User Guide
Your McAfee Internet Security To-do List
118 McAfee Internet Security 5.0
Conversely, cookies can record “what you did” on a particular Web site. 
For example, you visit one of the major search engine’s Web site and 
shop for an automobile. You revisit the same Web site a few days later 
and shop for an automobile again. The following week, you turn on your 
computer and go directly the same Web site. This time you’re looking for 
the local weather forecast. As the page loads into memory, there are ads 
for autos all over the screen. The cookie retained information about your 
past actions at their Web site. The Web page displayed information 
based upon what was stored in the cookies. 

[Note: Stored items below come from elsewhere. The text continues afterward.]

PR #1030, opened 2026-05-12
fix when no text to embed

saisakul:
## Context

Bugfix: In gov.uk search tool, embedding fails when there is no input. 

## What

- if there is no text, don't do embedding and assign similarity score to 0 (not similar)

- [ ] Yes
add test case to existing test

- [x] No


redbox/redbox/graph/nodes/tools.py
```diff
@@ -499,11 +499,14 @@ def recalculate_similarity(response, query, num_results):
         embedding_model = get_embeddings(get_settings())
         em_query = embedding_model.embed_query(query)
         for r in response.get("results"):
-            text_compare = r.get("description") if r.get("description") else r.get("indexable_content")[:500]
-            em_des = embedding_model.embed_query(text_compare)
-            r["similarity"] = cosine_similarity(np.array(em_query).reshape(1, -1), np.array(em_des).reshape(1, -1))[0][
-                0
-            ]
+            text_compare = r.get("description", "") if r.get("description") else r.get("indexable_content", "")[:500]
```
david-okeke1337: Can we simplify this a bit
```suggestion
            text_compare = r.get("description") or r.get("indexable_content", "")[:500]
```

david-okeke1337 (approved):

To maintain privacy on the Internet, filter cookies. This allows you to 
select only those cookies that are truly good cookies. Additionally, you 
should delete unwanted cookies as you complete an Internet session, to 
remove the footprints resulting from your travels in the digital highway.
n Block Web bugs.
Web bugs are very small graphic files, usually 1 pixel by 1 pixel in size 
(hence the term "bug" or invisible) that send messages to third parties 
about your Internet browsing habits. Third parties use this information 
to create user profiles. Web bugs have been known to capture the date 
and time the Web bug was accessed, the browser version used and even 
the IP address of the computer that received the Web bug.
To maintain your privacy against Web bugs, always block Web bugs.
n Protect your identity.
It you want to make a purchase online, do not provide personal 
information (name, address, credit card numbers) unless the Web Site 
uses Secure Sockets Layer (SSL) encryption. You can recognize secured 
sites if the Web site's URL begins with https://.
It is also makes for good practice to use software that monitors your 
Internet connection and warns you if there is an attempt to transmit 
personal information over the Internet. This type of software requires 
that you create a database of information about you and the other users 
of the computer; thus establishing a record of that which should not be 
transmitted via the Internet.
Remove records of where browsed the Internet from your computer. As 
you browse the Internet, your browser stores files in a repository called 
Temporary Internet or "cache" files. Basically, as you revisit a Web site or 
click your browser's Back button, rather than download all of the 
graphics displayed on the Web page, your browser reloads the cached 
files. In a location on your hard disk labeled History, your browser 
records all of the URLs visited as well s the URLs that you typed into 
your browser's address bar. All of these records reveal information 
about where you’ve been on the Internet.